Hot, bitter, perfect—I swallowed every pulse, refusing to waste a drop. My mouth stayed sealed around him until he sagged, spent and boneless, legs falling open even wider.
Dragging myself up his body, I gripped his face in both hands, kissed him deep, letting him taste himself on my tongue. I pushed my tongue into his mouth, snowballing the cum back to him, then pulled away just enough to let him swallow before going back for more, passing it between us, over and over, until we were both gasping, spit-slick, filthy, and wrecked.
He moaned into my mouth, hunger and gratitude and surrender all tangled together. Our lips never parted for long, tongues tangled, the taste of us both thick and unmistakable between us.
Arms wrapped around his body, I held him close, letting the aftershocks roll through us. My chest heaved, sweat cooling on my skin, heart pounding so hard I thought it might bruise my ribs. The mirror showed us both—wrecked, wild, ruined and claimed.
Fingers tangled in his hair, I kissed him again, gentle now, reverent. “Perfect,” I whispered. “You’re perfect for me.”
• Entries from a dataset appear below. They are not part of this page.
PR #751, opened 2026-07-16
Guard null lifecycle in _process during script reload

shelbykb2:
## Motivation

During dual-plugin enable or script-reload races, `_lifecycle` can be null while `_process` is still armed. That floods the Output dock with null errors every frame.

## Change

- Guard `_lifecycle == null` in `_update_process_enabled` and `_process`.
- Disable process and return early when lifecycle is unavailable.

- [x] Branched from main
- [x] Godot-side tests for new plugin behavior (test_plugin_lifecycle.gd):
  - test_process_null_lifecycle_disarms_without_crash
  - test_update_process_enabled_null_lifecycle_disarms
- [x] ruff check src/ tests/ (no Python surface change)

## Scope

GDScript safety fix + tests. No version bump.

### DIFF
--- a/plugin/addons/godot_ai/plugin.gd
+++ b/plugin/addons/godot_ai/plugin.gd
@@ -947,6 +947,9 @@ func _arm_server_version_check() -> void:
 
 
 func _update_process_enabled() -> void:
+	if _lifecycle == null:
+		set_process(false)
+		return
 	set_process(
 		_lifecycle.get_adoption_watch_deadline_ms() > 0
 		or _lifecycle.is_awaiting_server_version()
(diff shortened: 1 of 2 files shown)


dsarno (approved):
Thanks for this fix — tight, correct, and well-tested.

The guard is right: during dual-plugin enable / script-reload races `_lifecycle` can be null while `_process` is still armed, and disarming via `set_process(false)` + early return is the correct recovery (re-arming happens naturally through the existing `_update_process_enabled` call sites once the lifecycle is reconstructed). Both tests follow the suite's established `GodotAiPlugin.new()` pattern and free the instance before asserting.

Verified beyond CI: parse-clean under `godot --headless --import`, and the full in-editor GDScript suite passes on this branch against a live headless editor (1871/1891, 0 failed, 20 environment skips).

---

PR #752, opened 2026-07-16
Resolve addon junction for dev venv; strip local tags from uvx pins

shelbykb2:
## Motivation

When res://addons/godot_ai is a directory junction or symlink into a source checkout, ProjectSettings.globalize_path only walks the logical project path and never finds the checkout .venv. The plugin then falls through to uvx with a package version that may include PEP 440 local metadata (e.g. 3.0.2+local.1), which is not on PyPI.

## Change

- Resolve addon real path via DirAccess.read_link and walk up from that target for .venv + src/godot_ai.
- Optional GODOT_AI_VENV_PYTHON override.
- Strip +local metadata for uvx pins (_pypi_pin_version); keep pre-release tags like -rc1.
- Clearer dock crash copy for local-build metadata.

- [x] Branched from main
- [x] Godot-side (test_clients.gd): pypi pin, resolve_addons_realpath, junction-depth venv walk
- [x] Python: self-update smoke harness accepts pypi_version pin form
- [x] ruff check src/ tests/

## Scope

Infra only. No new MCP tools. No package version bump.

### DIFF
--- a/plugin/addons/godot_ai/client_configurator.gd
+++ b/plugin/addons/godot_ai/client_configurator.gd
@@ -471,14 +471,13 @@ static func get_plugin_version() -> String:
 	return "0.0.1"
 
 
-## Strip local build metadata for PyPI pins: `3.0.2+grok.1` → `3.0.2`.
+## Strip PEP 440 local build metadata for PyPI pins: `3.0.2+local.1` → `3.0.2`.
+## Pre-release segments (`3.1.0-rc1`) are preserved — only `+…` is removed.
 static func _pypi_pin_version(version: String) -> String:
 	var v := version.strip_edges()
 	var plus := v.find("+")
 	if plus >= 0:
 		v = v.substr(0, plus)
-	## Also strip pre-release style local tags after a second hyphen segment
-	## that is clearly not a numeric patch (keep 3.0.2 as-is).
 	return v
 
 
--- a/plugin/addons/godot_ai/client_configurator.gd
+++ b/plugin/addons/godot_ai/client_configurator.gd
@@ -471,6 +471,17 @@ static func get_plugin_version() -> String:
 	return "0.0.1"
 
 
+## Strip local build metadata for PyPI pins: `3.0.2+grok.1` → `3.0.2`.
+static func _pypi_pin_version(version: String) -> String:
+	var v := version.strip_edges()
+	var plus := v.find("+")
+	if plus >= 0:
+		v = v.substr(0, plus)
+	## Also strip pre-release style local tags after a second hyphen segment
+	## that is clearly not a numeric patch (keep 3.0.2 as-is).
+	return v
+
+
 ## Override for the dev-vs-user heuristic. Accepted values:
 ##   "dev"   — force dev-checkout mode (skip update check + self-install)
 ##   "user"  — force user-install mode (run update check, allow self-install)
@@ -564,6 +575,11 @@ static func get_server_command(refresh: bool = false) -> Array[String]:
 	var uvx := find_uvx()
 	if not uvx.is_empty():
 		var version := get_plugin_version()
+		## PEP 440 local build tags (e.g. 3.0.2+local.1) are not on PyPI.
+		## Pin uvx to the public base version so the server still boots;
+		## checkout-local extras need the dev_venv tier above
+		## (symlink/junction → repo .venv).
+		var pypi_version := _pypi_pin_version(version)
 		## Pin to the EXACT plugin version rather than `~=<minor>`. Under the
 		## tilde form, uvx was happy to reuse a cached tool env that matched
 		## the minor constraint — so an install that first spawned 1.2.0 kept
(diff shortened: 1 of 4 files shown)


dsarno (changes requested):
Thanks for this one — the core is solid and clearly fixes a real pain point. `resolve_addons_realpath()` via `DirAccess.read_link`, the project-first-then-addon-realpath venv walk, the 8-hop depth with the drive-root guard, the `GODOT_AI_VENV_PYTHON` override, and `_pypi_pin_version` (stripping `+local` while keeping pre-release tags) are all sensible and well-tested. Reusing the new helper in the dock's `_resolve_plugin_symlink_target` is a nice dedup.

**One confirmed runtime bug blocks merge**, in `mcp_dock.gd::_crash_body_for_state`, the new CRASHED copy for local builds. In GDScript, `%` binds tighter than `+`, so in:

```gdscript
return (
    "The server exited before the WebSocket handshake. "
    + "Local plugin version is %s (PEP 440 local build metadata) — uvx pins PyPI godot-ai==%s. "
    + ...
    + "python.exe, then Reload Plugin. Log should show 'MCP | using dev venv: ...'."
    % [version, pin]
)
```

the format applies **only to the final fragment**, which has no placeholders. Reproduced against a real Godot binary:

```
ERROR: String formatting error: not all arguments converted during string formatting.
RESULT: [A %s and %s. B tail with no placeholders.]
```

So the exact audience this message was written for (local-build + uvx crash) sees literal `%s` placeholders in the dock, plus a pushed formatting error. The stock-release branch below it only works by accident — its lone `%s` happens to sit in the last fragment.

Fix: format the fully-parenthesized concatenation, e.g. `("…" + "…" + "…") % [version, pin]`, or build the string in a `var` first (and parenthesize the second branch too, for robustness against future edits). Please also add a small GDScript test asserting the rendered CRASHED message contains the actual version strings and no `%s` residue — the current suite passes 1872/1892 with this bug in place precisely because nothing renders that branch.

Minor, non-blocking:
- The dock now calls `ClientConfigurator._pypi_pin_version` — since it's cross-file API, consider dropping the underscore.
- The message says "python.exe" on all platforms.
- Missing second blank line around the newly inserted tests in `test_clients.gd` (suite convention is two).
- Heads-up: this and #753 insert tests at the same spot in `test_clients.gd`; #753 is landing first, so this branch will need a trivial rebase.

Everything else verified: Python smoke-harness tests pass, parse-clean under `godot --headless --import`, and the full in-editor GDScript suite is green on this branch. Fix the format string and this is good to go.

---

dsarno (changes requested):
The direction is right and wanted — junction/symlink installs falling through to a nonexistent PyPI pin is a real failure mode, `_pypi_pin_version` is correctly scoped (strips only `+local`, keeps pre-release tags), and the scratch-dir walk tests are appreciated. Two blocking issues before merge:

**1. Confirmed: the CodeRabbit `%`-precedence finding in `_crash_body_for_state` is a real bug.** GDScript binds `%` tighter than `+`, so in the new concatenated messages the format args apply to the **last fragment only**. In the local-metadata branch (`pin != version`) that last fragment has no placeholders — the `% [version, pin]` errors at runtime and the user sees literal `%s` in the dock, in exactly the scenario this PR exists to explain. (The stock branch works only by luck: its lone `%s` happens to sit in the final fragment.) Fix by parenthesizing the full concatenation before applying `%`, and please add a `test_dock.gd` case that exercises the local-metadata branch — the existing `test_crashed_body_mentions_pypi_propagation_on_uvx_tier` can't reach it, which is why this slipped through.

**2. The `GODOT_AI_VENV_PYTHON` override is unreliable in the primary spawn path.** `McpPathTemplate.env_lookup` intentionally serves **worker threads** only from a main-thread-warmed snapshot and returns `""` for un-warmed keys — and venv discovery runs on the startup walk's worker (`get_server_command` inside `_run_blocking`, the #678 pattern). Since this PR doesn't add `GODOT_AI_VENV_PYTHON` to the warm set, the documented override silently no-ops on a cold auto-spawn (whether it works depends on whether some main-thread caller happened to touch the key first). Add it to `_BASE_ENV_VARS` (or an explicit `warm_env_snapshot(extra)` before the walk dispatch) and it'll behave deterministically.

One question, non-blocking: does Godot's `DirAccess.is_link`/`read_link` actually report Windows **junctions** (vs. symlinks) on the engine versions we support? If not, the Windows half of `resolve_addons_realpath` silently falls back to the logical path — which is safe, but worth a comment either way since junctions are the setup-dev default on Windows.

Ran the GDScript suite over this branch's test additions locally — the new `_pypi_pin_version` and walk tests pass; the broken message branch has no coverage (point 1).

---

dsarno:
Thanks @shelbykb2 — this was a solid diagnosis and fix. Since the branch had drifted behind `main` and we haven't been able to reach you, we've adopted it into #804 with your four commits and authorship preserved, rebased onto current `main`, plus one review-fix commit (a `%`-vs-`+` precedence bug in the new dock crash message, a warning for a dead `GODOT_AI_VENV_PYTHON` override, and conflict/style cleanup in `test_clients.gd`).

Closing in favor of #804. If you're back and want to pick it up again, comment there — happy to hand it back.

---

He smiled, eyes glazed and shining, mouth swollen, and just nodded, letting himself fall against me, safe and marked and wholly, utterly mine.
“Can I ask you something? About pack stuff?”
“Always.”
“What happens if an Alpha wolf bites a human? Like, really bites them, not just a love bite.” His cheeks flushed slightly, but his eyes stayed serious. “Would they turn?”
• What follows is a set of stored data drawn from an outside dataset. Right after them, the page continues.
Issue #736, opened 2026-07-13
Editor boot: ~1.7s+ GDScript compile of the eager preload graph stalls 'Initializing plugins' on every start


dsarno:
Measured on Windows 11, Godot 4.6.2, main post-#735 (2026-07-13), during a user report of the editor sticking for several seconds at **Project initialization → "Initializing plugins…"**.

## Evidence

Two timestamped captures (every console line wall-clock-stamped; plugin startup trace enabled via `GODOT_AI_STARTUP_TRACE=1`):

**1. Headless `--verbose` run** — isolates the compile cost:

```
+3.5s  [ 66% ] first_scan_filesystem | Initializing plugins...
+3.5s  Loading resource: res://addons/godot_ai/plugin.gd
       (1.67s of silence — no loads, no output)
+5.2s  MCP startup trace | begin platform=Windows http_port=18130 ws_port=19630
```

The 1.67s gap sits between Godot loading `plugin.gd` and the **first instruction of plugin code** (`_enter_tree` → `_startup_trace_begin`). Nothing else runs in that window: it is the GDScript parse/compile of `plugin.gd`'s preload closure — effectively the whole addon (~60 scripts: handlers, clients registry, utils), pulled in eagerly through `const X := preload(...)` chains. GDScript has no compiled cache across editor restarts, so this cost recurs on **every** editor boot and every plugin re-enable.

**2. GUI run** (same machine): the pre-`_enter_tree` gap was ~5s — same signature, inflated by GUI-side work (dock scene, themes) and cold caches. This is the stall visible in the "Initializing plugins… 80%" progress dialog.

For contrast, the plugin's own synchronous init is **not** the problem — the startup trace shows 280ms total (settings 4ms, async server-walk kickoff 27ms, core objects 24ms, handlers 30ms, dock UI 195ms), and the expensive Windows probes (powershell/netstat/netsh/discovery) all run off-thread post-#678/#729. Editor baseline before our plugin (CA certs, first scan, theme/doc cache) adds ~2.5s that is not attributable to the addon.

## Proposed direction (needs design, not a quick patch)

Break the eager preload graph so rarely-hot scripts load on demand:

- `plugin.gd` / `dispatcher.gd` currently preload every handler; handlers could `load()` lazily at first dispatch (or at registration time on a deferred frame) instead.
- The clients registry (`clients/_registry.gd`) preloads all 21 client descriptors at plugin load; the dock only needs them on refresh, which already runs on a worker.

[...]

PR #754, opened 2026-07-16
Add workflow_manage helpers for modeling and visual QA

shelbykb2:
## Motivation

Agents repeatedly need modeling guidance, asset inventory, screenshot checklists, multi-shot visual QA, and MCP install hints. An excludable workflow domain keeps tool caps manageable (--exclude-domains=workflow) without new WebSocket commands.

## Change

- New domain workflow / tool workflow_manage (modeling_guidance, asset_pipeline, screenshot_verify, visual_qa, install_hints)
- Wired in domains.py, server.py, tool_catalog.gd, docs/TOOLS.md
- Composition-first handlers; pure-guidance ops do not require write lock

- [x] Branched from main
- [x] Python unit tests: tests/unit/test_workflow_handlers.py
- [x] Domain catalog parity: tests/unit/test_tool_domains.py (Python to tool_catalog.gd)
- [x] ruff check / format on new modules
- [x] No new GDScript WebSocket commands; catalog row covered by parity tests

## Scope

New excludable tool domain only. Independent of the Grok client descriptor PR.

### DIFF
--- a/docs/TOOLS.md
+++ b/docs/TOOLS.md
@@ -181,6 +181,7 @@ Calls take the form:
 | `resource_manage` | `search`, `load`, `assign`, `get_info`, `create`, `curve_set_points`, `environment_create`, `physics_shape_autofit`, `gradient_texture_create`, `noise_texture_create` |
 | `api_manage` | `get_class` |
 | `client_manage` | `status`, `configure`, `remove` |
+| `workflow_manage` | `modeling_guidance`, `asset_pipeline`, `screenshot_verify`, `visual_qa`, `install_hints` |
 | `tilemap_manage` | `tilemap_set_cell`, `tilemap_set_cells_rect`, `tilemap_clear`, `tilemap_get_cells` |
 | `tileset_manage` | `tileset_get_atlas_tiles`, `tileset_get_atlas_image` |
 
--- a/plugin/addons/godot_ai/tool_catalog.gd
+++ b/plugin/addons/godot_ai/tool_catalog.gd
@@ -47,6 +47,7 @@ const DOMAINS := [
 	{"id": "editor", "label": "editor", "count": 4, "tools": ["editor_manage", "editor_reload_plugin", "editor_screenshot", "logs_read"]},
 	{"id": "filesystem", "label": "filesystem", "count": 1, "tools": ["filesystem_manage"]},
 	{"id": "game", "label": "game", "count": 1, "tools": ["game_manage"]},
+	{"id": "workflow", "label": "workflow", "count": 1, "tools": ["workflow_manage"]},
 	{"id": "input_map", "label": "input_map", "count": 1, "tools": ["input_map_manage"]},
 	{"id": "material", "label": "material", "count": 1, "tools": ["material_manage"]},
 	{"id": "node", "label": "node", "count": 4, "tools": ["node_create", "node_find", "node_manage", "node_set_property"]},
--- a/src/godot_ai/handlers/workflow.py
+++ b/src/godot_ai/handlers/workflow.py
@@ -1,0 +1,409 @@
+"""Shared handlers for agent workflow helpers (modeling, assets, visual QA).
+
+These ops are intentionally composition-first: they use existing editor
+commands (filesystem search, screenshots, editor state) rather than new
+plugin WebSocket commands. Pure-guidance ops ignore the runtime connection
+when no Godot session is required.
+
+Exposed via the ``workflow_manage`` MCP rollup (domain id: ``workflow``).
+"""
+
+from __future__ import annotations
+
+import asyncio
+from typing import Any
+
+from godot_ai.handlers import editor as editor_handlers
+from godot_ai.handlers import filesystem as filesystem_handlers
+from godot_ai.handlers import project as project_handlers
+from godot_ai.runtime.direct import DirectRuntime
+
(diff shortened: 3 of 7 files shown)


dsarno (commented):
Thanks for the contribution — this was reviewed carefully, and to be clear up front: **the implementation is not the problem.** It was verified end-to-end and everything is green:

- Full Python suite on this branch: 1383 passed (including the new workflow handler tests, domain-catalog parity, and the resource-form lint).
- Full in-editor GDScript suite against a live headless editor: 1869/1889 passed, 0 failed.
- The wiring is done exactly right: excludable domain, no new WebSocket commands, `tool_catalog.gd` parity, composition over existing handlers.

The recommendation is to **close this PR** anyway, on product fit rather than quality:

1. **Three of the five ops return static prose, not editor capability.** `modeling_guidance` and `install_hints` are hardcoded strings — documentation delivered through a tool call. Guidance like poly budgets and glTF export tips is something capable agents already know, and once baked into the server it drifts silently with no review pressure. `install_hints` also duplicates the README and overlaps the existing `client` domain.
2. **It spends the resource this repo works hardest to conserve.** A lot of engineering here (rollups, `defer_loading`, `--exclude-domains`) exists specifically to keep the tool surface small because real clients choke past ~40 tools. A new domain whose main payload is prose sets the wrong precedent for that budget, even as an excludable one.
3. **Cross-PR text coupling.** `install_hints` hard-codes port 8000 (the port is configurable) and describes `GODOT_AI_VENV_PYTHON` and the `+local` uvx-pin behavior from #752, which hasn't merged — if #752 changes or is rejected, this ships stale instructions.
4. **`visual_qa(run_if_needed=true)` runs the project with `autosave=True`**, which persists any in-memory MCP scene mutations to disk mid-"read-only" QA pass — exactly the autosave-pollution trap AGENTS.md warns about. A QA helper should default `autosave=False`.
5. The `stylized_ethereal` style guide is very specific to one game's art direction (mint flora, restore loops, theme-color emission states) — great content for that project, but not general enough to ship as product surface.

**What would be welcome instead:**

- If the guidance content is valuable, move it to `docs/` (e.g. `docs/ASSET_GUIDELINES.md`) or the server's `instructions=` blurb — reviewable, zero tool-slot cost, and agents still see it.
- `visual_qa` is the one genuinely useful composition here. If multi-shot visual QA proves to be a recurring need, it would be worth revisiting as a single op on an existing rollup (it's editor/game territory rather than a new domain), with `autosave=False` and without the hardcoded checklist text.

Appreciate the care that went into the tests and the domain wiring — the same rigor applied to #751/#752 is exactly what those PRs needed.

---

dsarno (changes requested):
Thanks — the mechanical integration is done right (domain registered in `domains.py` + `server.py` + `tool_catalog.gd` + `docs/TOOLS.md`, excludable via `--exclude-domains`, handler unit tests present). Three concrete problems, then a scope question that needs a maintainer decision before this merges in any form.

**Blocking, concrete:**

1. **`workflow_visual_qa` hardcodes `project_run(mode="main", autosave=True)`.** Autosave-on-run persists any in-memory MCP scene mutations to the `.tscn` on disk — the exact footgun AGENTS.md's "Live-smoke scene hygiene" section exists to prevent, triggered here by a tool whose purpose is *inspection*. A QA helper must not silently commit the scene it's inspecting. Default `autosave=False` (or expose the parameter and default it off).

2. **`workflow_install_hints` documents features from an unmerged PR.** The `dev_checkout_junction` option tells users to set `GODOT_AI_VENV_PYTHON` and describes the `+local`-tag uvx pinning — both of which only exist in #752, which this PR's description says it's independent of. If #752 changes or doesn't land, this tool ships instructions for behavior the server doesn't have.

3. **`workflow_asset_pipeline` ignores its `path` argument for 2 of 5 searches** (CodeRabbit's finding, confirmed): `pbr` scans a fixed `res://assets` and `terrain` a fixed `res://addons` regardless of the caller's `root`. A scoped scan silently reports project-wide results. (The sequential-awaits and catalog-ordering nits from CodeRabbit are also both valid.)

**Scope question (maintainer call, tracked in the review-batch issue):** `modeling_guidance` and `install_hints` are static prose — style guides and install docs served as MCP tools. That's a new *kind* of surface for this server: it can't reflect the actual project, it goes stale independently of the code, it duplicates the README, and the `stylized_ethereal` palette ("mint/teal leaves", "restore loops") reads as one specific game's art bible baked into every install. The screenshot ops are different — `screenshot_verify`/`visual_qa` compose real editor capabilities and could stand on their own. My suggestion: split the PR — the two capture/QA ops (with fix 1) as one reviewable unit, and pitch the guidance-text ops separately as docs or a client-side skill rather than tools.

---

dsarno:
Thanks @shelbykb2 for the proposal and the work that went into it. After review, the maintainers have decided not to take the repo in this direction: `workflow_manage`'s ops are largely canned guidance text shipped as MCP tools, which cuts against the current push to trim tool-surface token cost and editor-boot overhead (#736, #792), and the branch now conflicts with the reworked domain-exclusion surface in `server.py`.

This is a scope decision rather than a code-quality one, so we're closing the PR rather than asking for a rebase. If you (or anyone) want to pursue the underlying idea — agent-facing modeling/QA guidance — the right first step is a design issue discussing where that content should live (docs, skills, or resources rather than tools), and whether it belongs in this repo. Closing. Thanks again!

---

I stopped tracing patterns on his bare chest, studying his face for clues about where this question was coming from. We were tangled together in my bed, sheets twisted around our legs, the scent of sex and satisfaction heavy in the air between us.
“There are legends about it happening. Old stories about humans being brought into packs through blood and bond instead of birth.”
“But you don't know for sure?”
“No one knows for sure. It's been centuries since anyone tried, if it ever really happened at all.” I propped myself up on one elbow, concern starting to build in my chest. “Why are you asking? Is this about wanting to turn?”
The question hung in the air between us like smoke, heavy with implications that could reshape everything we meant to each other.
“I don't know,” Nate said finally, honesty making his voice rough. “Sometimes I watch you and the pack, see how connected you all are, how you never have to doubt your place in the world. And I wonder what it would be like to belong to something that completely.”
“You already belong,” I said fiercely, fingers finding his jaw, thumb brushing across the stubble there. “You don't need fangs or claws to be part of this family.”
“But I'm fragile compared to you. Human-breakable. And if something happened, if I was dying...” He trailed off, shaking his head. “Forget it. It's a stupid thought.”
“It's not stupid.” I caught his hand, bringing it to my mouth to press a kiss against his knuckles. “But transformation isn'tsomething you do because you're afraid of being vulnerable. That's how you end up losing yourself to the wolf instead of finding balance with it.”
Nate nodded, but I could see the question still burning behind his eyes. The what-if that would probably follow him until he found an answer, one way or another.
I kissed him then, sudden and desperate and full of gratitude for someone who could see strength in the places I'd only ever found shame.
He melted into me, all soft sighs and eager hands, the conversation dissolving into something more immediate. More necessary. My wolf purred under my skin as I moved over him, claiming and being claimed in return, the taste of him better than anything I'd ever known.
27
HOME REPAIRS
EVAN
Power tools and muffled laughter spilled out of the Harrington house as I pulled up in Gideon's truck, mason jars rattling in the bed from Anna's latest batch of homemade preserves. The old Victorian looked way better already—fresh paint on the shutters, new boards where the porch steps used to be rotting, and what looked like half the pack's vehicles scattered across the front yard like we were throwing some kind of supernatural block party.
Which, knowing Anna, we probably were.
I grabbed the toolbox from the passenger seat, deliberately avoiding eye contact with Gideon as he climbed out of the driver's side. Ever since his little revelation about being more than just a gruff mechanic, I felt like punching something every time I caught sight of his weathered hands. Hands that could apparently weave magic as easily as they could rebuild an engine.
Fucking fantastic.
“You're doing that brooding thing again,” Cal called from where he was balanced on a ladder, scraping paint from the house's trim. “Your face is gonna get stuck that way.”
“My face is fine,” I muttered, but I could feel the scowl carved between my eyebrows like it had taken up permanent residence.